> _PROBLEM_: Copy each line of the following data that contains "hamcrest".

+++ RECORDS TO PROCESS

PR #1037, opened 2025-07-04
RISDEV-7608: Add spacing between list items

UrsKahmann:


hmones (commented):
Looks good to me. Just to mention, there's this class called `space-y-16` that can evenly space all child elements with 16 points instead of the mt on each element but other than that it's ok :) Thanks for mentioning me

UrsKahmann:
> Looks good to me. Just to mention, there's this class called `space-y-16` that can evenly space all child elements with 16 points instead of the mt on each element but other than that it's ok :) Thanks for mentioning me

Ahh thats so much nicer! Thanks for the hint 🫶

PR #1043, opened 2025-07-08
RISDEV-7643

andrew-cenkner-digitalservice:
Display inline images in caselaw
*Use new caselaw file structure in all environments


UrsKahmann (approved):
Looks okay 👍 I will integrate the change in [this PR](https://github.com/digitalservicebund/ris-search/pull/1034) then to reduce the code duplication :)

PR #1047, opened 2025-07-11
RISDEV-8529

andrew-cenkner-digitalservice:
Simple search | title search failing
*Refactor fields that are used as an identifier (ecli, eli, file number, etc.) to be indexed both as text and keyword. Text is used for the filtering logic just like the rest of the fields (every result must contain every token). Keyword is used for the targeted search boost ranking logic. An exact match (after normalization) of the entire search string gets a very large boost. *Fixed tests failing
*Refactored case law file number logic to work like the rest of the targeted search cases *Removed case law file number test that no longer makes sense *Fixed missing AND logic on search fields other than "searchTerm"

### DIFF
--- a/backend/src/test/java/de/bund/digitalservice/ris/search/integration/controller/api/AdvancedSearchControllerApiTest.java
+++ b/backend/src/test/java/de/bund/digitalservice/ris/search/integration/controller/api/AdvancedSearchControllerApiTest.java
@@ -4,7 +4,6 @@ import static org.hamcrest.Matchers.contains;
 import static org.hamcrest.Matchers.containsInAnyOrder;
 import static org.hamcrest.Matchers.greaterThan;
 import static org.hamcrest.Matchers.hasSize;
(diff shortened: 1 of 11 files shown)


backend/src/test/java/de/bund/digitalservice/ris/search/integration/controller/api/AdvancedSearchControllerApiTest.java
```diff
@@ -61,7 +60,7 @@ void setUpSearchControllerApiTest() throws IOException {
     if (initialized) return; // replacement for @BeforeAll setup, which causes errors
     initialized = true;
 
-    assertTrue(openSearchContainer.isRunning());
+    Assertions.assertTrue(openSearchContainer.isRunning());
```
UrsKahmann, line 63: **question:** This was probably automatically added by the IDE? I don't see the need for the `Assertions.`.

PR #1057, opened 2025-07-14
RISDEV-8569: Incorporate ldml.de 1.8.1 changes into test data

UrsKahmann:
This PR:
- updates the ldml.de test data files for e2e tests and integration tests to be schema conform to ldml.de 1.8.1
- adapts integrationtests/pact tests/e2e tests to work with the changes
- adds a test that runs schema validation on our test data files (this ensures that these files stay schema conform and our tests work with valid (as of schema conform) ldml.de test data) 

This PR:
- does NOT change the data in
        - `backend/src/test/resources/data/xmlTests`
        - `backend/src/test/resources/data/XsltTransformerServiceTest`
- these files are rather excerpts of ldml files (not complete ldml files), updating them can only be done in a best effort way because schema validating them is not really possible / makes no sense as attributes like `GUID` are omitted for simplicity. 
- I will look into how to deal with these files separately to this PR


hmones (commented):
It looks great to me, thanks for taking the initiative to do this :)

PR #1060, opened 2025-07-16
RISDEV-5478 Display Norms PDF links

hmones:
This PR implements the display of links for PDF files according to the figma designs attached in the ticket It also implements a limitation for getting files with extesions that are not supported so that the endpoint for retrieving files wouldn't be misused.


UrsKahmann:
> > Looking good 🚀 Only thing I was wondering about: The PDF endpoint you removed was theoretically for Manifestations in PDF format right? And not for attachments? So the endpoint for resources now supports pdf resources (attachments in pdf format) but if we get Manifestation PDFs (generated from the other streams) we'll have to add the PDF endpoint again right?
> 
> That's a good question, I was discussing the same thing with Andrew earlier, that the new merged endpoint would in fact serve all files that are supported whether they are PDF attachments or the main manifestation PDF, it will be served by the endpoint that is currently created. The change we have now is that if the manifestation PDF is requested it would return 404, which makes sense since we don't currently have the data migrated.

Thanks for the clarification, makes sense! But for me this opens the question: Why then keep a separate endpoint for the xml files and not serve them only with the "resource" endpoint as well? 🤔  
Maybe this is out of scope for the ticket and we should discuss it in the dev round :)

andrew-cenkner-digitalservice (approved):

++++++

> _RESULT OF THE TASK_:
@@ -4,7 +4,6 @@ import static org.hamcrest.Matchers.contains;
 import static org.hamcrest.Matchers.containsInAnyOrder;
 import static org.hamcrest.Matchers.greaterThan;
 import static org.hamcrest.Matchers.hasSize;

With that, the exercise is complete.